Catalani’s La Wally is
an opera best known for just one aria – the strange and hauntingly beautiful “Ebben! Ne andrò lontana,” – but it’s far from
being a one-hit wonder.  It’s full of
great tunes and fine vocal opportunities, while dramatically leaving
something to be desired.  The finale is
an alpine avalanche, which is never going to be easy to carry off, no matter
how stylized the staging.

Alfredo Catalani was a near
contemporary of Puccini’s.  Only four
years separate them and they even came from the same town, so rivalry was
inevitable.  It was Catalani’s premature
death at the age of 39 that prevented an all out battle between the composers,
with his operatic triumph preceding Manon Lescaut by only a
year.  Puccini had hardly got started by
then.

Catalani’s librettist was none
other than Luigi Illica who was soon to change his allegiance to Puccini and go
on to collaborate on La bohème, Tosca and
Madama Butterfly
It’s perhaps fair to say that as early as 1892, with La
Wally
, he was still learning his craft.

Gweneth Ann-Jeffers returns to
Holland Park to play the tomboyish heroine, following the acclaim of her
Leonora in La forza del Destino here last season.  Many people who are familiar with the score will
no doubt know it from the Decca recording with the late, great Renata Tebaldi
and vocally Jeffers almost gives her a run for her money (praise doesn’t come
any higher than that).  Physically, she’s
a little more awkward, especially in her male garb in the first act
which oddly echoes that of the trouser role Walter (Alinka Kozari).

But then there’s something a bit
gawky about the whole production.  I
don’t think I’ve ever been so aware before of how wide the stage is at Holland
Park and how much hoofing the singers have to do to cover the distance. 

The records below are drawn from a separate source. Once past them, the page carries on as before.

PR #76, opened 2017-06-21
Detect support for --headless and use if available

pwaller:
Chrome 59 gained support for `--headless`.

This PR makes the runner use this if `Headless` is supplied to the
runner, if it's available, falling back to the old method
(`headless_shell`) if it is unavailable.

Unfortunately it does not seem possible to get chrome to list which
command line options it supports. I could not find a way of detecting
the feature, so we instead just use a check on the version number, which
is not the preferred solution but does the job.

### DIFF
--- a/runner/runner.go
+++ b/runner/runner.go
@@ -336,12 +336,21 @@ func Path(path string) CommandLineOption {
 	}
 }
 
-// Headless is the Chrome command line option to set the default settings for
-// running the headless_shell executable. If path is empty, then an attempt
-// will be made to find headless_shell on the path.
+// Headless uses the --headless command line option to run without a visible
+// window, if it is available (Chrome 59 onwards). If that does not work,
+// `headless_shell` is used as a fallback. If the path passed is an empty
+// string, an attempt is made to search for a suitable chrome/chromium binary to
+// invoke.
 func Headless(path string, port int) CommandLineOption {
+	var haveHeadless bool
 	if path == "" {
-		path, _ = exec.LookPath("headless_shell")
+		// Check for native --headless support, introduced in Chrome 59.
+		path = findChromePath()
+		haveHeadless = checkHeadlessSupport(path)
+		if !haveHeadless {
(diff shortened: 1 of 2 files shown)


pwaller:
For me, the above patch makes the tests pass without having anything other than chrome installed (no `headless_shell`).

pwaller:
I do not understand the test failures - they don't seem to be related to my change?

kenshaw:
I'm not sure what the benefit of this would be? I believe Chrome ignores any invalid command line parameters, so if you pass `--headless` and expect it to work and it doesn't, then you're on a version of Chrome / browser that doesn't support `--headless`.

kenshaw:
On another note, I'd like to keep "magic" to a minimum. Meaning, I don't think `chromedp` should be responsible for too much management of the browser process. There's a certain amount of invocation voodoo going on with the `runner` and `client` packages, for sure, but that's kind of the base minimum needed to "make it go." My concern with adding the additional logic in the command line option, is that there is likely a performance hit from `exec.LookPath` being called every time you launch a new `--headless` browser.

pwaller:
> I'm not sure what the benefit of this would be?

My main motivation is to make the tests work without having to install headless_shell.

> I believe Chrome ignores any invalid command line parameters, so if you pass --headless and expect it to work and it doesn't, then you're on a version of Chrome / browser that doesn't support --headless.

Except you then got a non-headless browser.

> On another note, I'd like to keep "magic" to a minimum.

Understandable.

> My concern with adding the additional logic in the command line option, is that there is likely a performance hit from exec.LookPath being called every time you launch a new --headless browser.

I understand where you're coming from, but I would expect this performance hit to be approximately nothing, given reasonable values for `$PATH`, and the "cost" of failed lookups would be quickly amortised by the OS's caches.

Also, my patch doesn't introduce any more lookpaths than were already present.

stephencheng:
@pwaller I guess this would be the treatment for my issue: https://github.com/knq/chromedp/issues/109

Good job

A system of canvas and ropes on
pulleys serves to represent the mountainous setting and in the prelude to Act 3
we’re given a positive alpine ballet, as acres of smudged white rise and fall. Director
Martin Lloyd-Evans updates the action to the 30s or 40s (though not a Nazi uniform in sight, I hasten to add) and, with designer
Jamie Vartan, evokes an effective bier keller in the second act, using the
front of the house itself. 
The deployment of a wispy guiding spirit, who comes into her own at the
finale, is less successful.

Tenor Adrian Dwyer is pleasant
as the caddish Hagenbach and, in another ambiguously sympathetic role,
Stephen Gadd is outstandingly good as Gellner, the hapless love rival.  Stephen Richardson’s Stromminger is
particularly vicious, lashing out at his daughter at every provocation. 

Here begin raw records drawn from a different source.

PR #1812, opened 2021-12-15
Shopping Pass Tender Screen Next button disabled

chadhav-ae:
### Issues Fixed
Fix to enable next button in shopping pass when manual enter the expiry date.


chenson42:
@stojankz @jchirico8 @blubaugha Can you please review?

kdelorey:
Let me look at your issue @chadhav-ae, the changes here feel a bit too hacky.

chadhav-ae:
> Let me look at your issue @chadhav-ae, the changes here feel a bit too hacky.

Thanks Kevin, i appreciate it. Yes i believe that too it is not the right way. This is working but it is not the correct way.

openpos-client-libs/projects/openpos-client-core-lib/src/lib/shared/screen-parts/prompt-form-part-card/prompt-form-part-card.component.ts
```diff
@@ -140,4 +149,19 @@ export class PromptFormPartCardComponent extends ScreenPartComponent<PromptFormP
        }
     }
 
+    onPromptDateChange(event): void {
+        const dateregex = '[0-9]{2}[/][0-9]{2}[/][0-9]{3}[_]$';
+        const dateregex2 = '[0-9]{2}[/][0-9]{2}[/][0-9]{4}$';
```
kdelorey, line 154: You can do this with a single regular expression. But also you anchor the end but not the beginning, so you would allow any input before this tring and it would still "match". I would expect something like `^\d{2}\/\d{2}\/(?:\d{3}_)|\d{4}$`

openpos-client-libs/projects/openpos-client-core-lib/src/lib/shared/screen-parts/prompt-form-part-card/prompt-form-part-card.component.ts
```diff
@@ -124,8 +126,15 @@ export class PromptFormPartCardComponent extends ScreenPartComponent<PromptFormP
         if (this.promptFormGroup.valid && this.options.nativeElement.children.length === 0) {
             const payload = this.promptFormGroup.value[this.inputControlName];
             const payload2 = this.promptFormGroup.value[this.inputDateControlName];
-            if (this.screenData.actionButton) {
-                this.doAction({ action: this.screenData.actionButton.action }, {creditCardNumber: payload, expiryDate: payload2});
+            const dateregex = '[0-9]{2}[/][0-9]{2}[/][0-9]{4}$';
+            if (!payload2.match(dateregex) && this.screenData.isExpiryDateEnabled) {
```
jchirico8, line 130: Is there not a regex on the date field already? In order to get here, you've confirmed that the whole form group is valid. It would be better if the regex was a pattern validator on the field itself so angular would have it marked as invalid

openpos-client-libs/projects/openpos-client-core-lib/src/lib/shared/screen-parts/prompt-form-part-card/prompt-form-part-card.component.ts
```diff
@@ -140,4 +149,19 @@ export class PromptFormPartCardComponent extends ScreenPartComponent<PromptFormP
...
 
+    onPromptDateChange(event): void {
+        const dateregex = '[0-9]{2}[/][0-9]{2}[/][0-9]{3}[_]$';
+        const dateregex2 = '[0-9]{2}[/][0-9]{2}[/][0-9]{4}$';
+        const val = event.target.value;
+        if (val.match(dateregex) || val.match(dateregex2)) {
+            this.promptFormGroup.get('promptDateInputHiddenDateControl').setValidators(null);
+        } else {
+            this.promptFormGroup.get('promptDateInputHiddenDateControl').setValidators([Validators.required]);
+        }
```
jchirico8, line 160: This seems weird to me. Why would the value in the field change how we validate it? This looks like after the first character is entered, we remove the minDate validator you added before because it overwrites validators with only required

kdelorey:
I think we should close this in favor of #1823. Reopen if you feel otherwise.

There’s a spirited performance of
the score from the City of London Sinfonia under Peter Robinson and, once
again, Opera Holland Park has gone where other opera companies don’t dare.  Amazingly this marvelous work, with all its
flaws, has never been fully staged in the UK before and this is another
valuable addition to the company’s adventurous repertoire.